Filter the entries, keeping every line with the word "PreContentEvent".

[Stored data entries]
════════════════════
PR #1995, opened 2026-07-27
perf(fanotify): drop fanotify marks from fully-ready blobs

Zephyrcf:
## Overview
Once a blob's groupmap latches its sticky ALL_READY flag, the fanotify mark on its cache file has no further purpose: every subsequent read is already cache-resident. Remove the mark so the kernel stops generating FAN_PRE_ACCESS events for that file entirely, and warmed reads go straight to the page cache with zero daemon involvement.

## Related Issues

## Change Details

## Test Results

## Change Type
- [ ] Bug Fix
- [ ] Feature Addition
- [ ] Documentation Update
- [ ] Code Refactoring
- [ ] Performance Improvement
- [ ] Other (please describe)

## Self-Checklist

### DIFF
--- a/nydus/src/fanotify/core.rs
+++ b/nydus/src/fanotify/core.rs
@@ -20,18 +20,33 @@
 //! (they need a real image / kernel).
 
 use std::collections::HashMap;
+use std::ffi::CString;
 use std::os::fd::{AsRawFd, FromRawFd, OwnedFd, RawFd};
+use std::os::unix::ffi::OsStrExt;
 use std::path::{Path, PathBuf};
+use std::sync::atomic::{AtomicBool, Ordering};
 use std::sync::Arc;
 
 use anyhow::{Context, Result};
+use tracing::{debug, warn};
 
 use crate::{BlobID, Config, NydusAccessor};
 
-use super::event::{PreContentEvent, Range};
+use super::event::{PreContentEvent, Range, FAN_PRE_ACCESS};
 
 /// EROFS block size as u64 — reuses the canonical constant from the accessor.
 const BLOCK_SIZE: u64 = crate::metadata::EROFS_BLOCK_SIZE as u64;
+
+/// `fanotify_init(2)` flag: close-on-exec on the group descriptor.
+pub(crate) const FAN_CLOEXEC: u32 = 0x0000_0001;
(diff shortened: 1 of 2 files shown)


imeoer (commented):
Overall: the idea is right and the implementation is clean — the "Acquire fast-path load → O(1) `fully_ready` probe → CAS claim" sequence in `try_unmark` guarantees the probe and the `FAN_MARK_REMOVE` syscall run at most once per blob, failure degrades gracefully (the mark just stays and events keep flowing through the `range_ready → Allow` fast path), and the add/remove `(mask, path, AT_FDCWD)` pairs are symmetric. Clippy is clean. A few comments before merging:

1. **[medium] Shutdown race: raw-fd use-after-close.** The fetch worker closure captures a bare `RawFd` integer, but `drain_completions` uses `try_recv` and does **not** wait for in-flight fetches, while the daemon drops the `Arc<OwnedFd>` right after unmount. A slow fetch worker can therefore call `fanotify_mark(fd, FAN_MARK_REMOVE, ...)` after the group fd is closed — and if the fd number has been recycled, the syscall hits an unrelated fd. Suggest capturing a `Weak<OwnedFd>` in the closure (skip the unmark when `upgrade()` fails). Capturing an `Arc` clone would be wrong here since it would delay the fail-open drop semantics on shutdown.

2. **[minor] Cross-process warm case is not covered.** When another process sharing the cache directory fetches the last group, this daemon never unmarks the blob, because `try_unmark` only runs after a fetch performed by this daemon. Consider also calling `try_unmark` on the `range_ready → Allow` fast path in `admit_event` — the probe is O(1), so the cost is negligible.

3. **[minor] Doc nit.** `try_unmark`'s doc says "Returns `true` if this call actually removed the mark", but it also returns `true` when the syscall fails with a non-`ENOENT` error. "Returns true if this call claimed the unmark" would be accurate.

4. **[minor] No unit tests.** The CAS-claim / `mark_unmarked` state machine is testable. Splitting the claim logic from the syscall (e.g. `fn claim_unmark(&self, id) -> Option<usize>` with the syscall in a thin wrapper) would allow testing the concurrent-claim semantics without a kernel dependency.

imeoer:
Thanks, LGTM!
════════════════════
## Answer section
-use super::event::{PreContentEvent, Range};
+use super::event::{PreContentEvent, Range, FAN_PRE_ACCESS};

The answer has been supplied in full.